PR #1311, opened 2024-10-26
Include inline emoji in JSON export

### LINKED ISSUE #1026: JSON option does not seem to export in-line emoji which are from other servers
### Version

2.39.1

### Flavor

### Export format

JSON

### Details

When exporting a channel in HTML, all emoji are preserved exactly as they are. When exporting the same channel in JSON, built-in Discord emoji and emoji specific to the server are preserved, as are all emoji in reactions, but emoji which are both embedded in the text of a message _and_ originate from a different server do not seem to be preserved, and simply display in the message as :emoji:.
Due to the way the media files are named I have no way to actually know if they're being downloaded or not, and I also don't really know how the exports are supposed to associate the regular in-line :emoji: with their images since they don't have any explicit imageUrl like the reactions do, but every other emoji is showing up fine and these ones aren't.

Edit: Actually upon further testing, _sometimes_ emoji from other servers display correctly in-line, no idea why, and I've come across at least one instance of an emoji from a different server being rendered in chat, but as a completely different emoji.
I've also seen one instance of an emoji from the exported server failing to render, but just a few messages earlier someone had posted exactly the same emoji with a different name from a different server (which rendered successfully.) I thought it might have something to do with the "reuse assets" toggle, but I disabled it and tried the export again and saw no change.

### Steps to reproduce

- Download section of Discord channel that has emoji which originate from a different server posted in messages as part of the message text, as well as in reactions to messages.
- Open export in a frontend.
- External emoji are shown as plaintext :emoji: while all other emoji show up fine, including the external emoji in reactions.

Tyrrrz:
Closes #1026

- Adds `messages[].inlineEmojis[]` that contains an array of emoji objects, describing emoji used inside `{message}.content`.
- Adds `messages[].embeds[].inlineEmojis[]` that contains an array of emoji objects, describing emoji used inside `{embed}.description`.
- Both arrays are deduplicated and may be empty but never null.

### DIFF
--- a/DiscordChatExporter.Core/Exporting/JsonMessageWriter.cs
+++ b/DiscordChatExporter.Core/Exporting/JsonMessageWriter.cs
@@ -7,6 +7,7 @@ using System.Threading;
 using System.Threading.Tasks;
 using DiscordChatExporter.Core.Discord.Data;
 using DiscordChatExporter.Core.Discord.Data.Embeds;
+using DiscordChatExporter.Core.Markdown.Parsing;
 using DiscordChatExporter.Core.Utils.Extensions;
 using JsonExtensions.Writing;
 
@@ -25,7 +26,7 @@ internal class JsonMessageWriter(Stream stream, ExportContext context)
                 Indented = true,
                 // Validation errors may mask actual failures
                 // https://github.com/Tyrrrz/DiscordChatExporter/issues/413
-                SkipValidation = true
+                SkipValidation = true,
             }
         );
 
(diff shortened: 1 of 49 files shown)


DiscordChatExporter.Core/Exporting/JsonMessageWriter.cs
```diff
@@ -512,11 +513,23 @@ await Context.ResolveAssetUrlAsync(
...
 
             _writer.WritePropertyName("user");
-            await WriteUserAsync(message.Interaction.User, cancellationToken);
+            await WriteUserAsync(message.Interaction.User, true, cancellationToken);
 
             _writer.WriteEndObject();
         }
 
+        // Inline emoji
+        _writer.WriteStartArray("inlineEmojis");
```
Tyrrrz, line 522: Ideas for a better name?

slatinsky:
Hello,

I have tested this pull requests and I have found some small issues:

1. `messages[].embeds[].description` sent by automod or by bots in a embed may contain custom emojis. Those emojis don't show up in `messages[].inlineEmojis[]`
2. the same emoji sent multiple times in the same `messages[].content` is not deduplicated. 

Other than that, the pull request looks good to me. Including the name `inlineEmojis`

Tyrrrz:
> Hello,
> 
> I have tested this pull requests and I have found some small issues:
> 
> 1. `messages[].embeds[].description` sent by automod or by bots in a embed may contain custom emojis. Those emojis don't show up in `messages[].inlineEmojis[]`
> 2. the same emoji sent multiple times in the same `messages[].content` is not deduplicated.
> 
> Other than that, the pull request looks good to me. Including the name `inlineEmojis`

Good points.

As for 1., do you think those emoji should be inside `messages[].inlineEmojis[]` or `messages[].embeds[].inlineEmojis[]`? The former is obviously easier, but I wonder if there's any downside.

========================================

- _Exercise instructions_
The answer must be a word-for-word reproduction of every record above.

- _Solution to the exercise_
PR #1311, opened 2024-10-26
Include inline emoji in JSON export

### LINKED ISSUE #1026: JSON option does not seem to export in-line emoji which are from other servers
### Version

2.39.1

### Flavor

### Export format

JSON

### Details

When exporting a channel in HTML, all emoji are preserved exactly as they are. When exporting the same channel in JSON, built-in Discord emoji and emoji specific to the server are preserved, as are all emoji in reactions, but emoji which are both embedded in the text of a message _and_ originate from a different server do not seem to be preserved, and simply display in the message as :emoji:.
Due to the way the media files are named I have no way to actually know if they're being downloaded or not, and I also don't really know how the exports are supposed to associate the regular in-line :emoji: with their images since they don't have any explicit imageUrl like the reactions do, but every other emoji is showing up fine and these ones aren't.

Edit: Actually upon further testing, _sometimes_ emoji from other servers display correctly in-line, no idea why, and I've come across at least one instance of an emoji from a different server being rendered in chat, but as a completely different emoji.
I've also seen one instance of an emoji from the exported server failing to render, but just a few messages earlier someone had posted exactly the same emoji with a different name from a different server (which rendered successfully.) I thought it might have something to do with the "reuse assets" toggle, but I disabled it and tried the export again and saw no change.

### Steps to reproduce

- Download section of Discord channel that has emoji which originate from a different server posted in messages as part of the message text, as well as in reactions to messages.
- Open export in a frontend.
- External emoji are shown as plaintext :emoji: while all other emoji show up fine, including the external emoji in reactions.

Tyrrrz:
Closes #1026

- Adds `messages[].inlineEmojis[]` that contains an array of emoji objects, describing emoji used inside `{message}.content`.
- Adds `messages[].embeds[].inlineEmojis[]` that contains an array of emoji objects, describing emoji used inside `{embed}.description`.
- Both arrays are deduplicated and may be empty but never null.

### DIFF
--- a/DiscordChatExporter.Core/Exporting/JsonMessageWriter.cs
+++ b/DiscordChatExporter.Core/Exporting/JsonMessageWriter.cs
@@ -7,6 +7,7 @@ using System.Threading;
 using System.Threading.Tasks;
 using DiscordChatExporter.Core.Discord.Data;
 using DiscordChatExporter.Core.Discord.Data.Embeds;
+using DiscordChatExporter.Core.Markdown.Parsing;
 using DiscordChatExporter.Core.Utils.Extensions;
 using JsonExtensions.Writing;
 
@@ -25,7 +26,7 @@ internal class JsonMessageWriter(Stream stream, ExportContext context)
                 Indented = true,
                 // Validation errors may mask actual failures
                 // https://github.com/Tyrrrz/DiscordChatExporter/issues/413
-                SkipValidation = true
+                SkipValidation = true,
             }
         );
 
(diff shortened: 1 of 49 files shown)


DiscordChatExporter.Core/Exporting/JsonMessageWriter.cs
```diff
@@ -512,11 +513,23 @@ await Context.ResolveAssetUrlAsync(
...
 
             _writer.WritePropertyName("user");
-            await WriteUserAsync(message.Interaction.User, cancellationToken);
+            await WriteUserAsync(message.Interaction.User, true, cancellationToken);
 
             _writer.WriteEndObject();
         }
 
+        // Inline emoji
+        _writer.WriteStartArray("inlineEmojis");
```
Tyrrrz, line 522: Ideas for a better name?

slatinsky:
Hello,

I have tested this pull requests and I have found some small issues:

1. `messages[].embeds[].description` sent by automod or by bots in a embed may contain custom emojis. Those emojis don't show up in `messages[].inlineEmojis[]`
2. the same emoji sent multiple times in the same `messages[].content` is not deduplicated. 

Other than that, the pull request looks good to me. Including the name `inlineEmojis`

Tyrrrz:
> Hello,
> 
> I have tested this pull requests and I have found some small issues:
> 
> 1. `messages[].embeds[].description` sent by automod or by bots in a embed may contain custom emojis. Those emojis don't show up in `messages[].inlineEmojis[]`
> 2. the same emoji sent multiple times in the same `messages[].content` is not deduplicated.
> 
> Other than that, the pull request looks good to me. Including the name `inlineEmojis`

Good points.

As for 1., do you think those emoji should be inside `messages[].inlineEmojis[]` or `messages[].embeds[].inlineEmojis[]`? The former is obviously easier, but I wonder if there's any downside.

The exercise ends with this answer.